At about that time I got my first wine writing job, at Wine Spectator, where they assigned me The Collecting Page, which appeared in every issue. My job was to write articles of interest to wine collectors. I got to know most of the top collectors in America (they all wanted to have their pictures and names in the magazine, so they returned my phone calls and in some cases they sought me out). One thing I learned about these wealthy, white, middle-aged men was that, almost to a person, they had started out with a preference for Cabernet Sauvignon/Bordeaux, then graduated to Pinot Noir/Burgundy. That was my first intuition that our tastes in booze change over time.

Of course it’s well known that many people begin liking sweet wines and only gradually move onto dry table wines, so that’s another calibration in the booze evolutionary scale. With me, a love of Pinot Noir took some time, because there wasn’t very much decent Pinot in California, and I certainly couldn’t afford to buy good Burgundy. But by the mid-1990s there was enough good Pinot, from the likes of Williams Selyem, Rochioli and so on, that I learned to love it. However, I never loved it more than Cabernet. To me, they were separate, but equal.

However now my tastes are definitely changing.

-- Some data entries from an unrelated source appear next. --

PR #665, opened 2020-11-26
Update phenotype  import -e103

ima23:
- skip sheep animalqtl as different assembly to ensembl


at7 (approved):

at7:
merged into master and release/103

PR #3136, opened 2017-06-16
Expose available versions information in placement context

benjaminpetit:
Now the developer can create custom placement director that take into account the version distribution support in the silos in the cluster.

With this modification we could for example create a placement directors that do not create grain of version x if there is less than 20% of silos that support it, ...


jdom:
Can you add an entry in the non-breaking improvements section of the changelog (after merging with latest) that reads:
`Expose available versions information in placement context #3136`

test/Versions/TestVersionGrains2/TestVersionGrains2.csproj
```diff
@@ -70,6 +73,10 @@
       <Project>{BC1BD60C-E7D8-4452-A21C-290AEC8E2E74}</Project>
       <Name>Orleans</Name>
     </ProjectReference>
+    <ProjectReference Include="..\..\TestGrainInterfaces\TestGrainInterfaces.csproj">
+      <Project>{3972213F-189B-41D4-90FE-38D513C1106D}</Project>
+      <Name>TestGrainInterfaces</Name>
+    </ProjectReference>
```
jdom: You'll need to add this to the vNext projects, as well as the ones with the .2017 suffix in the main tree.

benjaminpetit:

jdom:

test/TestGrainInterfaces/VersionAwarePlacementDirector.cs
```diff
@@ -0,0 +1,70 @@
...
+
+        public override int GetHashCode()
+        {
+            return GetType().GetHashCode();
+        }
+    }
+
+    public class VersionAwarePlacementDirector : IPlacementDirector<VersionAwarePlacementStrategy>
+    {
+        private readonly Random random = new Random();
```
ReubenBond: Should this be SafeRandom instead?

benjaminpetit: SafeRamdom is not public. And since it is a director only used in a test, that does not create activation in parallel, I did not reimplemented it

ReubenBond: ah no problem - sounds fine to me. Because our tests are sometimes used as examples, maybe we should just include a comment saying "don't do this"

PR #3140, opened 2017-06-16
Make EHStatisticMonitorTests more predictable

xiazen:
EHStatictiscMonitorTests fail intermittently, because the test is taking a way to trigger cache pressure changing, which depends a lot on timing. Change this way to a more predictable model, which is  directly injecting cache pressure status.


jdom:

xiazen:
ping @jason-bragg

PR #3152, opened 2017-06-21
Make StreamQueueBalancer Pluggable

xiazen:
- Make StreamQueueBalancer pluggable,

- Make it possible for the injected StreamQueueBalancer to be built on top of an async service, such as external storage, or a lease manager.


src/Orleans/Streams/PersistentStreams/IStreamQueueBalancer.cs
```diff
@@ -8,27 +8,32 @@ namespace Orleans.Streams
...
     /// notifies any listeners (<code>IStreamQueueBalanceListener</code>) of changes to the distribution of queues.
     /// </summary>
-    internal interface IStreamQueueBalancer
+    public interface IStreamQueueBalancer
     {
         /// <summary>
+        /// Async Initialize logic
+        /// </summary>
+        /// <returns></returns>
+        Task Initialize();
```
xiazen: add hock for async initialize logic, such as load queue balancer from an async storage service, or connect async lease manager for initialize logic. 

The same reason for other methods to be async

src/Orleans/Streams/Providers/IStreamProviderRuntime.cs
```diff
@@ -99,6 +99,9 @@ public class PersistentStreamProviderConfig
         public const string SILO_MATURITY_PERIOD = "SiloMaturityPeriod";
         public static readonly TimeSpan DEFAULT_SILO_MATURITY_PERIOD = TimeSpan.FromMinutes(2);
 
+        //optional param. user need to set this when they use Custom StreamQueueBalancer
+        public const string QUEUE_BALANCER_FACTORY_NAME = nameof(QueueBalancerFactoryName);
+        public string QueueBalancerFactoryName { get; set; }
```
xiazen: User needs to firstly set QueueBalancerFactoryName and set BalancerType to be CustomBalancer, secondly inject their `IStreamQueueBalancerFactory` with the set name to DI to be able to use this feature.

test/ServiceBus.Tests/PlugableQueueBalancerTests/LeaseManagerGrain.cs
```diff
@@ -0,0 +1,106 @@
...
+using System;
+using System.Collections.Generic;
+using System.Linq;
+using System.Text;
+using System.Threading.Tasks;
+
+namespace Tester.StreamingTests
+{
+    //one lease manager grain per stream provider, so its key is stream provider name
+    public interface ILeaseManagerGrain : IGrainWithStringKey
```
xiazen: Just used in tests.
The test is a small probe work to prototype LeaseManager based queue balancer, mainly to make sure it can access most dependency object it needs to access.

test/ServiceBus.Tests/PlugableQueueBalancerTests/LeaseManagerGrain.cs
```diff
@@ -0,0 +1,106 @@
...
+        private static DateTime UnAssignedLeaseTime = DateTime.MinValue;
+        private Dictionary<QueueId, DateTime> queueLeaseToRenewTimeMap;
+        private ISiloStatusOracle siloStatusOracle;
+        private IStreamQueueMapper queueMapper;
+        private ClusterConfiguration clusterConfiguration;
+        public override Task OnActivateAsync()
+        {
+            this.siloStatusOracle = base.ServiceProvider.GetRequiredService<ISiloStatusOracle>();
+            this.clusterConfiguration = base.ServiceProvider.GetRequiredService<ClusterConfiguration>();
+            this.queueMapper = base.ServiceProvider.GetServiceByName<IStreamQueueMapper>(this.GetPrimaryKeyString());
```
xiazen: "LeaseManager being grain" has been discussed as a possibility. I want to make sure LeaseManager**Grain**BasedQueueBalancer can be an option later.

I’ve acquired, or I should say re-acquired, a taste for beer—good beer, craft beer, not the watery stuff produced by America’s gigantic brewers. I’m not sure why this has finally happened to me. Beer has an umami quality that I simply crave, especially for my first drink of the late afternoon. Maybe it’s the fizz.

I’ve also acquired a new-found appreciation for liquor, particularly vodka. Again, I can’t say why this is. My favorite is a gimlet: good vodka and freshly-squeezed limes. None of that sweet Rose’s, please, and if you happen to have a basil leaf, feel free to muddle it in, but not too much; the basil should be a subtle background taste.

This isn’t to say I don’t still appreciate wine. I certainly do. I continue to love a good, dry white wine, no matter where it’s from: California, Sancerre, Chablis. It’s in the matter of red wines that I find my bodily tastes changing the most. I can still appreciate a red wine, but it really has to be a very good wine. For me, red wines show their flaws more readily than any other wine; and the chief flaw is a certain heavy blandness that can come with an over-emphasis of fruit. Many, many California red wines suffer from this flaw; a little fruitiness goes a long way, and if the wine is out-of-balance in acids and tannins, the flaw is even more obvious. Another way of putting this is that I can appreciate a good beer, white wine or cocktail by itself, but most red wines are more difficult for me to enjoy unless they’re coupled with the proper food.

It’s funny, though, because I still find myself mentally rating wines, even though it’s going on two years (!!!) since I was a working wine critic. Old habits die hard. Take California Cabernet Sauvignon. There are lots of them I’ll score at 92, 93 points, even though they’re not particularly wines I care to drink, except, as I said, with the right foods. But there’s a twist: most of these big red wines call for beef, and I’m not much of a beef eater. (I think of lamb as a Pinot Noir food. Pigs and Pinot, as we say.) So even though my formal training is in rating and reviewing big red wines, and I’m pretty good at it, those same wines play less and less of a role in my private life.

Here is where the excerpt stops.